Фриц ждал за кустом, а в это время другие немцы были уже в нескольких шагах от капитана. Ему надо бы по этим немцам полоснуть, а он ждал того фрица. Так и не дождался, и уходить пришлось в последний миг. Не будь этой торжествующей улыбки фрица, капитан ушел бы раньше и спокойнее и, уж конечно, не попал бы так нелепо на свою мину.
Не-ет, он должен жить! Он должен сполна расквитаться за свою оплошность.
Капитан открыл сумку, оставленную санитаром, и увидел бинты, йод, ножницы. В металлической фляжке был спирт. Вспомнил, что и у самого была целая фляжка, нашел ее, поставил рядом. Вместе с фляжкой достал и свою финку, старенькую, не ахти такую красивую, но удобную, приносившуюся. Разложил все так, будто собрался сам делать операцию. Поймал себя на этой мысли и не удивился.

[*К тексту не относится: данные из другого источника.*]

PR #778, opened 2026-03-26
docs(core): add javadoc, excluding Expression

bestbeforetoday:
This change adds missing Javadoc to address build warnings in all classes except for io.substrait.expression.Expression.

### DIFF
--- a/core/src/main/java/io/substrait/relation/Aggregate.java
+++ b/core/src/main/java/io/substrait/relation/Aggregate.java
@@ -12,11 +12,25 @@ import java.util.stream.Collectors;
 import java.util.stream.Stream;
 import org.immutables.value.Value;
 
+/**
+ * Represents an aggregate relation that groups input rows and computes aggregate functions.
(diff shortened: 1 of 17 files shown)


core/src/main/java/io/substrait/relation/BiRel.java
```diff
@@ -3,10 +3,21 @@
 import java.util.Arrays;
 import java.util.List;
 
+/** Abstract base class for binary relations that have exactly two input relations. */
```
mbwhite, line 6: can you have a binary relation without two inputs :-)

core/src/main/java/io/substrait/relation/Aggregate.java
```diff
@@ -71,26 +85,58 @@ public <O, C extends VisitationContext, E extends Exception> O accept(
     return visitor.visit(this, context);
   }
 
+  /** Represents a grouping set - a set of expressions to group by. */
```
andrew-coleman, line 88: ... by which to group :)

PR #779, opened 2026-03-26
docs(core): io.substrait.expression.Expression

bestbeforetoday:
Resolve Javadoc warnings for the io.substrait.expression.Expression class, excluding "no comment" warnings.

### DIFF
--- a/core/src/main/java/io/substrait/expression/Expression.java
+++ b/core/src/main/java/io/substrait/expression/Expression.java
@@ -13,9 +13,18 @@ import java.util.Map;
 import java.util.UUID;
 import org.immutables.value.Value;
 
+/**
+ * Represents a Substrait expression that can be evaluated to produce a value. Expressions include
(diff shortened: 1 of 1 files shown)


core/src/main/java/io/substrait/expression/Expression.java
```diff
@@ -1189,8 +1258,10 @@ public static ImmutableExpression.SortField.Builder builder() {
     }
   }
 
+  /** Base interface for subquery expressions. */
   interface Subquery extends Expression {}
 
+  /** Represents a set predicate subquery (EXISTS or UNIQUE). */
```
mbwhite: might in theory be something else in addition to EXITS and UNIQUE?

bestbeforetoday: Fair point. It might evolve so being more generic might be better here.

PR #780, opened 2026-03-26
fix(isthmus): std_dev, variance function mappings

### LINKED ISSUE #803: use enum arg function signatures for `std_dev` and `variance` functions instead of function option signatures

### LINKED ISSUE #807: deprecate `std_dev` and `variance` functions using function options

nielspardon:
This PR implements the bidirectional conversion between Calcite and Substrait for the
statistical aggregate functions standard deviation and variance (`STDDEV_POP`,
`STDDEV_SAMP`, `VAR_POP`, `VAR_SAMP`).

### Problem

Substrait uses a single function name for both the population and sample variants:

- `std_dev` for both `STDDEV_POP` and `STDDEV_SAMP`
- `variance` for both `VAR_POP` and `VAR_SAMP`

The population (n denominator) vs. sample (n-1 denominator) distinction is captured by a
`distribution` value (`POPULATION` or `SAMPLE`). Previously these functions were not mapped,
so the existing TPC-DS test cases using them were silently mis-mapped to `AVG` (Calcite
represents these statistical functions with `SqlAvgAggFunction`).

### Solution

This uses the **non-deprecated** signatures introduced in substrait-io/substrait#1011
(Substrait v0.87.0), which carry the distinction as an **enum function argument** (the
leading `distribution` argument, e.g. `std_dev:req_fp64`), rather than the deprecated
function-option form (substrait-io/substrait#1019). 

Resolves #803
Resolves #807 

Since the input arguments are cast to `FP64` when necessary, the integer-based signatures
proposed in substrait-io/substrait#1012 are not required.

**Calcite → Substrait:**

- Added function mappings in `FunctionMappings` for all four statistical operators.
- `AggregateFunctionConverter` synthesizes the leading `distribution` enum operand based on
  the Calcite `SqlKind`, so the generic function matcher resolves the enum-arg variant and
  builds the `EnumArg` automatically (no bespoke option plumbing).
- Statistical inputs are cast to `FP64` where necessary.

**Substrait → Calcite:**

- `FunctionConverter.getSqlOperatorFromSubstraitFunc` disambiguates the population/sample
  operator from the `distribution` enum argument.
- `SubstraitRelNodeConverter` and `PreCalciteAggregateValidator` skip the non-value enum
  argument when building Calcite aggregate operands.

**DSL & shared enum:**

- A shared `StatisticalDistribution` enum (in `:core`) is the single source of truth for the
  `SAMPLE` / `POPULATION` values used by both the DSL builder and isthmus.
- `SubstraitBuilder` gains `stddevPopulation`, `stddevSample`, `variancePopulation`, and
  `varianceSample` convenience methods.

### Non-floating-point inputs

`std_dev` / `variance` only define `fp32` / `fp64` signatures, so a statistical aggregate
over an integer (or other non-fp) column is rewritten in `SubstraitRelVisitor` to cast the
argument to `fp64` (appending a cast column so other aggregates over the same column are
unaffected) and cast the result back to the type Calcite inferred. The rewrite is
idempotent, so the converted plan is stable under further round trips.

### Testing

- `AggregationFunctionsTest` exercises full round trips (POJO ⇄ proto and Substrait ⇄
  Calcite) for all four functions, with and without grouping.
- `StatisticalFunctionTest` verifies the SQL round trip, asserts that each SQL operator
  maps to the enum-arg signature (`std_dev:req_fp64` etc.) with the correct `distribution`
  `EnumArg` and no function options, and covers non-fp (integer) inputs — including a
  column shared with a non-statistical aggregate, and with grouping.

🤖 Generated with AI

### DIFF
--- a/core/src/main/java/io/substrait/dsl/SubstraitBuilder.java
+++ b/core/src/main/java/io/substrait/dsl/SubstraitBuilder.java
@@ -1,6 +1,7 @@
 package io.substrait.dsl;
 
 import io.substrait.expression.AggregateFunctionInvocation;
+import io.substrait.expression.EnumArg;
 import io.substrait.expression.Expression;
 import io.substrait.expression.Expression.Cast;
 import io.substrait.expression.Expression.FailureBehavior;
@@ -13,6 +14,7 @@ import io.substrait.expression.Expression.SwitchClause;
 import io.substrait.expression.FieldReference;
 import io.substrait.expression.FunctionArg;
 import io.substrait.expression.FunctionOption;
+import io.substrait.expression.StatisticalDistribution;
 import io.substrait.expression.WindowBound;
 import io.substrait.extension.DefaultExtensionCatalog;
 import io.substrait.extension.SimpleExtension;
@@ -1371,7 +1373,7 @@ public class SubstraitBuilder {
    * @param input the input relation containing the field
    * @param field the zero-based index of the field to aggregate
    * @return an aggregate measure computing population standard deviation with
-   *     distribution=POPULATION option
+   *     distribution=POPULATION enum argument
    */
   public Aggregate.Measure stddevPopulation(Rel input, int field) {
     return stddevPopulation(fieldReference(input, field));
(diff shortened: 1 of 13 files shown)


mbwhite (approved):
LGTM - will be good to get these cleaned-up

nielspardon:
rebased on latest main and updated the PR to use the new enum arg function variants instead of the deprecated function option variants

andrew-coleman (approved):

Брат Николай тоже не был медиком, а с этой операцией справился бы, наверное, без особого труда. Во всяком случае, телят и барашков он разделывал быстро и свободно. Отрезать ногу по суставу — это для Николая пустяковая работа. Хороший топор или нож острый и — минутное дело.
Впервые за свою жизнь капитан пожалел, что не резал никогда животных. Даже ни одной курицы не прирезал. Когда случалась такая операция, он всякий раз уходил из дома. Николай и ругался, и высмеивал его — не помогало. Капитан хоть и жалел сейчас, что нет у него этого опыта, а доведись ему резать теленка, и сейчас отказался бы.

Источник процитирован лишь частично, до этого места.